In patients with pulmonary hypertension, the increase in pulmonary vascular resistance impacts the RV. Analogous to chronic obstructive pulmonary diseases (COPD), which are defined by an increased resistance to airflow, the right ventricle is challenged when working against an increased resistance to blood flow. The increase in resistance can be in close proximity to the RV outflow tract as in the setting of pulmonary artery stenosis or central pulmonary artery blood clots and modeled by main pulmonary artery banding (PAB), however, in patients with PAH the structural changes occur in nearly all of the small pulmonary arteries, accounting for the resistance that the RV pumps against. A second component that changes the response of the RV to increased blood flow resistance is the quality or behavior of the Windkessel of the large central pulmonary vessels [12]. Briefly, the arterial side of the lung circulation consists of the central, large capacitance vessels and the small precapillary resistance vessels. The capacitance vessels or conduit arteries can expand and decrease the flow wave energy that is transmitted to the resistance vessels and capillaries. In pulmonary hypertension the conduit arteries become stiff and less compliant. As the pressure within the RV cavity rises, so does the RV wall stress. Wall stress is inversely proportional to wall thickness. A robustly muscular RV, as in patients with Eisenmenger physiology, experiences less severe wall stress than a less muscularized “stretched” RV. Increased wall stress will also compromise the perfusion of the RV muscle. The schematic below (Fig. 13.1) integrates these various failure components. This schematic entails two causality concepts that are still hypothetical: (1) that RV stress and strain lead to neurohormonal activation and (2) that factors which we designate as “intrinsic to the myocardium” are of pathogenetic importance, and thus contribute to RV failure development and/or progression.
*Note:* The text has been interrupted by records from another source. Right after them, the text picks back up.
PR #23, opened 2020-01-07
Update placeholder to required syntax

DeWinther:
A name with spaces produces `error package.json: Name contains illegal characters`

Co-authored-by: Heather Moore <hm@abtion.com>


jeppester:
:+1:

PR #24, opened 2020-01-07
Add suffix to .env.test file and gitignore it

DeWinther:
This brings it in line with the readme instructions and correct naming.


prrrnd:
Shouldn't the `.env.test` be in the repo for the CI?

DeWinther:
I'm not entirely sure if that is needed, I just don't think we should push files that are different for all our dev environments?

prrrnd:
I rarely use anything else than just a `.env` file, so I'm not sure how others use them. For the development environment, I would assume we use `.env.development`, but the `.env.test` should be the same for everyone.

DeWinther:
I normally also only use the `.env` file, i just base my comment on the step 8 in Configure the project section in the readme:
> Add export DATABASE_URL="postgresql://HOST:@localhost:5432" to .env.development and .env.test

runephilosof-abtion:
https://github.com/bkeepers/dotenv#what-other-env-files-can-i-use
We should have generally usefull .env and .env.local and use `.env.local`, `.env.test.local` for local changes.

prrrnd:
As Rune mentioned, we should use .local for local changes. I'm going to close this one, but feel free to re-open if you're not happy with the decision :muscle:

DeWinther:
@prrrnd This sounds like a good idea, we then just have to fix the readme so it doesn't suggest adding personal/individual configurations to a file we are uploading

PR #28, opened 2020-01-08
Fix Code Climate environment variable name

runephilosof-abtion:
https://app.asana.com/0/1142794766483633/1156152748855916

### DIFF
--- a/README.md
+++ b/README.md
@@ -61,7 +61,7 @@ your own repository.
 2. Go to `https://codeclimate.com/repos/<your-project>/settings/test_reporter`
 3. Set up a Heroku pipeline.  
 4. `heroku config:set CC_TEST_REPORTER_ID=<Code Climate test reporter ID>` 
-4. Update https://codeclimate.com/repos/REPO_ID/settings/test_reporter to be at 100% diff coverage
+5. Update https://codeclimate.com/repos/REPO_ID/settings/test_reporter to be at 100% diff coverage
 
 ### Configure CD
 
--- a/README.md
+++ b/README.md
@@ -59,7 +59,8 @@ your own repository.
 
 1. Login to CodeClimate and add your project
 2. Go to `https://codeclimate.com/repos/<your-project>/settings/test_reporter`
-3. Set up a Heroku pipeline test run config var `CC_TEST_REPORTER_ID` with the Code Climate test reporter ID
+3. Set up a Heroku pipeline.  
+4. `heroku config:set CC_TEST_REPORTER_ID=<Code Climate test reporter ID>` 
 4. Update https://codeclimate.com/repos/REPO_ID/settings/test_reporter to be at 100% diff coverage
 
 ### Configure CD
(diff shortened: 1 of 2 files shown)


runephilosof-abtion:
We could also instead instruct to set up the variable in the Heroku settings for the pipeline.
Is the token a secret?
If it is, then we should definitely not put it in `app.json`

prrrnd:
The name is actually used by Code Climate's script `cc-test-reporter` and is important. We cannot just rename it.

It is supposed to be secret though, so we should find a solution for not having it in the app.json.

hcarreras:
From Heroku documentation: 
> To set confidential or volatile environment variables (such as access tokens) that you shouldn’t include in app.json, you can instead add them to your pipeline’s Heroku CI settings in the Heroku Dashboard:

runephilosof-abtion:
> The name is actually used by Code Climate's script cc-test-reporter and is important. We cannot just rename it.
Actually, it is the opposite. The new variable name is used by cc-test-reporter (https://docs.codeclimate.com/docs/configuring-test-coverage), the old name was used in a ci script in the project that we copied this from.

This is the reason why we need to set up Code Climate, CI and a Heroku app for Muffi. To make sure these things are set up correctly. And to demonstrate to new projects, how it should be set up.

runephilosof-abtion:
> It is supposed to be secret though, so we should find a solution for not having it in the app.json.

I have changed `app.json` to reflect that.

README.md
```diff
@@ -59,7 +59,7 @@ your own repository.
 
 1. Login to CodeClimate and add your project
 2. Go to `https://codeclimate.com/repos/<your-project>/settings/test_reporter`
-3. Copy the test reporter ID to `CODE_CLIMATE_TEST_REPORTER_TOKEN` in `app.json`
+3. Set up a Heroku pipeline test run config var `CC_TEST_REPORTER_ID` with the Code Climate test reporter ID
```
hcarreras: I'm not sure if I understand this line.
```suggestion
3. Set up a Heroku pipeline.  
4. `heroku config:set CC_TEST_REPORTER_ID=<Code Climate test reporter ID>` 
```

README.md
```diff
@@ -59,7 +59,8 @@ your own repository.
 
 1. Login to CodeClimate and add your project
 2. Go to `https://codeclimate.com/repos/<your-project>/settings/test_reporter`
-3. Copy the test reporter ID to `CODE_CLIMATE_TEST_REPORTER_TOKEN` in `app.json`
+3. Set up a Heroku pipeline.  
+4. `heroku config:set CC_TEST_REPORTER_ID=<Code Climate test reporter ID>` 
 4. Update https://codeclimate.com/repos/REPO_ID/settings/test_reporter to be at 100% diff coverage
```
prrrnd:
```suggestion
5. Update https://codeclimate.com/repos/REPO_ID/settings/test_reporter to be at 100% diff coverage
```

It has been recognized for some time that the RV of patients with Eisenmenger physiology does not easily fail. Again, hypothetically, the “Eisenmenger RV” is as muscular as the LV and is characterized by a generous vessel supply. H.A. Zimmerman, more than half a century ago, performing postmortem coronary angiography, demonstrated an increase in the number of small coronary branches in the right and left ventricle, “so much so in the right ventricle as to approach in number the ramifications of the left ventricle” (Fig. 13.2) [13]. We conclude that a robustly muscular and well-vascularized RV is not ischemic and subject to less wall stress. RV hypertrophy per se appears, indeed, not to correlate with mortality [14]. However, in PAH patients blood flow per gram of RV hypertrophy and the mean systolic/diastolic flow ratio in the right coronary artery decline with rising RV systolic pressure [15] and with increasing RV mass (Fig. 13.3). In addition, right and left ventricular myocardial perfusion reserves correlate with right ventricular function [16]. Thus the RV in severe PAH is likely ischemic, but the “Eisenmenger RV” is not. As there is a strong inverse correlation between the RVSP and mean right coronary artery blood flow, stretch/strain of the RV may be an important component limiting coronary perfusion. Quaife et al. estimated the relative RV wall stress in idiopathic PAH patients and found that significant RV hypertrophy tended to lower the RV wall stress. Neither RV end-diastolic volume nor cardiac output correlated with RV wall stress [17] (Fig. 13.4). High plasma levels of ANP and BNP may be signals which emanate from a stretched right atrium and ventricle—relatively independent of the cardiac output. Indeed Sachdev et al. reported that high RV free wall strain was associated with higher BNP levels [18] (Fig. 13.5).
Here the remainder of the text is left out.